> _About this task_:
The entries below are to be written out again without alteration.

Data extracted from a collection:
_ _ _ _

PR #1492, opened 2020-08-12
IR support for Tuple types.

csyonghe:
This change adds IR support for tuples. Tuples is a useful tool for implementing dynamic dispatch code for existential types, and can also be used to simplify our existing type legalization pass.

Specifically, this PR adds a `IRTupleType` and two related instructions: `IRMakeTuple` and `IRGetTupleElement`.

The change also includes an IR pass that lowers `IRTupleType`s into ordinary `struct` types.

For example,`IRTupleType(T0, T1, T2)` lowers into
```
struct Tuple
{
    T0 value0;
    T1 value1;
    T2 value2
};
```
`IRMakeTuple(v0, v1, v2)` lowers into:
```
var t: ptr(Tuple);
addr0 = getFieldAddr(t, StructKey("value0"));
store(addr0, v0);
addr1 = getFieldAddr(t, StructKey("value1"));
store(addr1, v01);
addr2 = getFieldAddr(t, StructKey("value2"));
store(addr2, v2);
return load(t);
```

_ _ _ _

> _Answer section_:
PR #1492, opened 2020-08-12
IR support for Tuple types.

csyonghe:
This change adds IR support for tuples. Tuples is a useful tool for implementing dynamic dispatch code for existential types, and can also be used to simplify our existing type legalization pass.

Specifically, this PR adds a `IRTupleType` and two related instructions: `IRMakeTuple` and `IRGetTupleElement`.

The change also includes an IR pass that lowers `IRTupleType`s into ordinary `struct` types.

For example,`IRTupleType(T0, T1, T2)` lowers into
```
struct Tuple
{
    T0 value0;
    T1 value1;
    T2 value2
};
```
`IRMakeTuple(v0, v1, v2)` lowers into:
```
var t: ptr(Tuple);
addr0 = getFieldAddr(t, StructKey("value0"));
store(addr0, v0);
addr1 = getFieldAddr(t, StructKey("value1"));
store(addr1, v01);
addr2 = getFieldAddr(t, StructKey("value2"));
store(addr2, v2);
return load(t);
```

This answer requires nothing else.